◆ What the exercise asks ◆
Output each record below exactly, and include all of them.

Records supplied: Begin

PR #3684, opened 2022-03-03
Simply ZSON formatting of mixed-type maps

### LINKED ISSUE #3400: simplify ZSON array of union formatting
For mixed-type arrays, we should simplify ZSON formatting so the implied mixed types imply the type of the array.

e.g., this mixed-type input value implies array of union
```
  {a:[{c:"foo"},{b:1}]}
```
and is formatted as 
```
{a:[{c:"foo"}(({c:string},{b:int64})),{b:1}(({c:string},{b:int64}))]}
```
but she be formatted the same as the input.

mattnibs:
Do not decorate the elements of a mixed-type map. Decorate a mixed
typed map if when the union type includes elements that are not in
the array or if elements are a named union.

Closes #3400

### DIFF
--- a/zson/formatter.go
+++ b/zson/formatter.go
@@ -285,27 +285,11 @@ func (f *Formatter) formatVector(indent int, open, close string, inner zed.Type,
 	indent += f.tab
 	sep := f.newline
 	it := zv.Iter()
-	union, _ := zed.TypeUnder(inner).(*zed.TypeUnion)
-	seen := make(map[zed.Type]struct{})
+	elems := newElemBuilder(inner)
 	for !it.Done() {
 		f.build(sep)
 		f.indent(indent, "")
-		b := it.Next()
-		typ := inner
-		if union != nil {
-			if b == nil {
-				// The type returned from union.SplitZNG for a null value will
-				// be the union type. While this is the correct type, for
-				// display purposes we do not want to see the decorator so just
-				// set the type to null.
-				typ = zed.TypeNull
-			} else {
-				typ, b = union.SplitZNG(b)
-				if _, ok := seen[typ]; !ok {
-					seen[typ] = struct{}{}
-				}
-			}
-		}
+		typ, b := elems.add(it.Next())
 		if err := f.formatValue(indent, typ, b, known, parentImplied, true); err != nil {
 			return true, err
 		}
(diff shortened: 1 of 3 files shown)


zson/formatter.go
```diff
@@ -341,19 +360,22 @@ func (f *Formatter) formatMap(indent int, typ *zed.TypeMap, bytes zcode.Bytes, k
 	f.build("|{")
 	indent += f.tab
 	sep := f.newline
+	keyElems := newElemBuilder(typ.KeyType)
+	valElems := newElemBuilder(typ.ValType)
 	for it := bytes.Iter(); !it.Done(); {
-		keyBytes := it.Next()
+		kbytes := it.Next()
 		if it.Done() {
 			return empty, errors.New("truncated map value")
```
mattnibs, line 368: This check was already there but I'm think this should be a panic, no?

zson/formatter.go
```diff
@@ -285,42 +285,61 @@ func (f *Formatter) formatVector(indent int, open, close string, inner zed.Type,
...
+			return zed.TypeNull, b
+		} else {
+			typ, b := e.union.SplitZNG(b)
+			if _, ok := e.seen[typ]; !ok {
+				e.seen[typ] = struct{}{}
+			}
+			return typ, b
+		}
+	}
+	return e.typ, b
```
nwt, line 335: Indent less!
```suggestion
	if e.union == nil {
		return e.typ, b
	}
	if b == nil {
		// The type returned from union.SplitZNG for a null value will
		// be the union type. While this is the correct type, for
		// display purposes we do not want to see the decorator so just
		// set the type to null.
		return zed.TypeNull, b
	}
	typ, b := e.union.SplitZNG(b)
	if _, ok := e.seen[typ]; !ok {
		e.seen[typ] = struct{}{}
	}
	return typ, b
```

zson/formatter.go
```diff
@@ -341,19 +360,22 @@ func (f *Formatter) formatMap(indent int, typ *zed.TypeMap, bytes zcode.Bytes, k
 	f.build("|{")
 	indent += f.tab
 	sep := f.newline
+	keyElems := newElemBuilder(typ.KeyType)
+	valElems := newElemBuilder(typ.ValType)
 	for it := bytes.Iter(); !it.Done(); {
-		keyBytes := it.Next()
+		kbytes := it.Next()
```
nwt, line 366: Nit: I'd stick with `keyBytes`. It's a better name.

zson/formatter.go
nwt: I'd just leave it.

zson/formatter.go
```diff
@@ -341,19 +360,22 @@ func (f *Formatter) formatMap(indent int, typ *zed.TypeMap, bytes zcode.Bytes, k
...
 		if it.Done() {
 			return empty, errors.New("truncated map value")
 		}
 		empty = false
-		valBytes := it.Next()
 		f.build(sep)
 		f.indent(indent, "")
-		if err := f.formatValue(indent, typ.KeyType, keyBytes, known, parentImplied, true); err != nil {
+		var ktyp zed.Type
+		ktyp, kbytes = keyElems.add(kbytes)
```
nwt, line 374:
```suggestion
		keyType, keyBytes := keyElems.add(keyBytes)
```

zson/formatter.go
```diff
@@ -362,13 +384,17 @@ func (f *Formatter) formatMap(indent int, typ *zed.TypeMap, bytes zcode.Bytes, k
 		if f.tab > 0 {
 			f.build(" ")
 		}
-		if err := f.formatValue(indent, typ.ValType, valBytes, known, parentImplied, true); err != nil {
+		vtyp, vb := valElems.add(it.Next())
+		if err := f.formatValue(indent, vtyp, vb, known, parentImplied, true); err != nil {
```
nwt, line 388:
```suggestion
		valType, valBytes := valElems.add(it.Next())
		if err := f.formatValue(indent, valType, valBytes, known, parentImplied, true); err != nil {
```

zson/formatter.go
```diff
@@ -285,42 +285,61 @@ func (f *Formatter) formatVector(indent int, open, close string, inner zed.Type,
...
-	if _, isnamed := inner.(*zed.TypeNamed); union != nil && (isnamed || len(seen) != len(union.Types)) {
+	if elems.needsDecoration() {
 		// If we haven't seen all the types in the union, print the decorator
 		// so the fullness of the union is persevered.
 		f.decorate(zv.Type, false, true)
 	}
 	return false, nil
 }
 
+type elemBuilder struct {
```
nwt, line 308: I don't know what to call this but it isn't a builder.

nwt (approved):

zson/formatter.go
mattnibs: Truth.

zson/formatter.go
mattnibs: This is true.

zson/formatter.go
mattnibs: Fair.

Records supplied: End

◆ Solution to this exercise ◆
PR #3684, opened 2022-03-03
Simply ZSON formatting of mixed-type maps

### LINKED ISSUE #3400: simplify ZSON array of union formatting
For mixed-type arrays, we should simplify ZSON formatting so the implied mixed types imply the type of the array.

e.g., this mixed-type input value implies array of union
```
  {a:[{c:"foo"},{b:1}]}
```
and is formatted as 
```
{a:[{c:"foo"}(({c:string},{b:int64})),{b:1}(({c:string},{b:int64}))]}
```
but she be formatted the same as the input.

mattnibs:
Do not decorate the elements of a mixed-type map. Decorate a mixed
typed map if when the union type includes elements that are not in
the array or if elements are a named union.

Closes #3400

### DIFF
--- a/zson/formatter.go
+++ b/zson/formatter.go
@@ -285,27 +285,11 @@ func (f *Formatter) formatVector(indent int, open, close string, inner zed.Type,
 	indent += f.tab
 	sep := f.newline
 	it := zv.Iter()
-	union, _ := zed.TypeUnder(inner).(*zed.TypeUnion)
-	seen := make(map[zed.Type]struct{})
+	elems := newElemBuilder(inner)
 	for !it.Done() {
 		f.build(sep)
 		f.indent(indent, "")
-		b := it.Next()
-		typ := inner
-		if union != nil {
-			if b == nil {
-				// The type returned from union.SplitZNG for a null value will
-				// be the union type. While this is the correct type, for
-				// display purposes we do not want to see the decorator so just
-				// set the type to null.
-				typ = zed.TypeNull
-			} else {
-				typ, b = union.SplitZNG(b)
-				if _, ok := seen[typ]; !ok {
-					seen[typ] = struct{}{}
-				}
-			}
-		}
+		typ, b := elems.add(it.Next())
 		if err := f.formatValue(indent, typ, b, known, parentImplied, true); err != nil {
 			return true, err
 		}
(diff shortened: 1 of 3 files shown)


zson/formatter.go
```diff
@@ -341,19 +360,22 @@ func (f *Formatter) formatMap(indent int, typ *zed.TypeMap, bytes zcode.Bytes, k
 	f.build("|{")
 	indent += f.tab
 	sep := f.newline
+	keyElems := newElemBuilder(typ.KeyType)
+	valElems := newElemBuilder(typ.ValType)
 	for it := bytes.Iter(); !it.Done(); {
-		keyBytes := it.Next()
+		kbytes := it.Next()
 		if it.Done() {
 			return empty, errors.New("truncated map value")
```
mattnibs, line 368: This check was already there but I'm think this should be a panic, no?

zson/formatter.go
```diff
@@ -285,42 +285,61 @@ func (f *Formatter) formatVector(indent int, open, close string, inner zed.Type,
...
+			return zed.TypeNull, b
+		} else {
+			typ, b := e.union.SplitZNG(b)
+			if _, ok := e.seen[typ]; !ok {
+				e.seen[typ] = struct{}{}
+			}
+			return typ, b
+		}
+	}
+	return e.typ, b
```
nwt, line 335: Indent less!
```suggestion
	if e.union == nil {
		return e.typ, b
	}
	if b == nil {
		// The type returned from union.SplitZNG for a null value will
		// be the union type. While this is the correct type, for
		// display purposes we do not want to see the decorator so just
		// set the type to null.
		return zed.TypeNull, b
	}
	typ, b := e.union.SplitZNG(b)
	if _, ok := e.seen[typ]; !ok {
		e.seen[typ] = struct{}{}
	}
	return typ, b
```

zson/formatter.go
```diff
@@ -341,19 +360,22 @@ func (f *Formatter) formatMap(indent int, typ *zed.TypeMap, bytes zcode.Bytes, k
 	f.build("|{")
 	indent += f.tab
 	sep := f.newline
+	keyElems := newElemBuilder(typ.KeyType)
+	valElems := newElemBuilder(typ.ValType)
 	for it := bytes.Iter(); !it.Done(); {
-		keyBytes := it.Next()
+		kbytes := it.Next()
```
nwt, line 366: Nit: I'd stick with `keyBytes`. It's a better name.

zson/formatter.go
nwt: I'd just leave it.

zson/formatter.go
```diff
@@ -341,19 +360,22 @@ func (f *Formatter) formatMap(indent int, typ *zed.TypeMap, bytes zcode.Bytes, k
...
 		if it.Done() {
 			return empty, errors.New("truncated map value")
 		}
 		empty = false
-		valBytes := it.Next()
 		f.build(sep)
 		f.indent(indent, "")
-		if err := f.formatValue(indent, typ.KeyType, keyBytes, known, parentImplied, true); err != nil {
+		var ktyp zed.Type
+		ktyp, kbytes = keyElems.add(kbytes)
```
nwt, line 374:
```suggestion
		keyType, keyBytes := keyElems.add(keyBytes)
```

zson/formatter.go
```diff
@@ -362,13 +384,17 @@ func (f *Formatter) formatMap(indent int, typ *zed.TypeMap, bytes zcode.Bytes, k
 		if f.tab > 0 {
 			f.build(" ")
 		}
-		if err := f.formatValue(indent, typ.ValType, valBytes, known, parentImplied, true); err != nil {
+		vtyp, vb := valElems.add(it.Next())
+		if err := f.formatValue(indent, vtyp, vb, known, parentImplied, true); err != nil {
```
nwt, line 388:
```suggestion
		valType, valBytes := valElems.add(it.Next())
		if err := f.formatValue(indent, valType, valBytes, known, parentImplied, true); err != nil {
```

zson/formatter.go
```diff
@@ -285,42 +285,61 @@ func (f *Formatter) formatVector(indent int, open, close string, inner zed.Type,
...
-	if _, isnamed := inner.(*zed.TypeNamed); union != nil && (isnamed || len(seen) != len(union.Types)) {
+	if elems.needsDecoration() {
 		// If we haven't seen all the types in the union, print the decorator
 		// so the fullness of the union is persevered.
 		f.decorate(zv.Type, false, true)
 	}
 	return false, nil
 }
 
+type elemBuilder struct {
```
nwt, line 308: I don't know what to call this but it isn't a builder.

nwt (approved):

zson/formatter.go
mattnibs: Truth.

zson/formatter.go
mattnibs: This is true.

zson/formatter.go
mattnibs: Fair.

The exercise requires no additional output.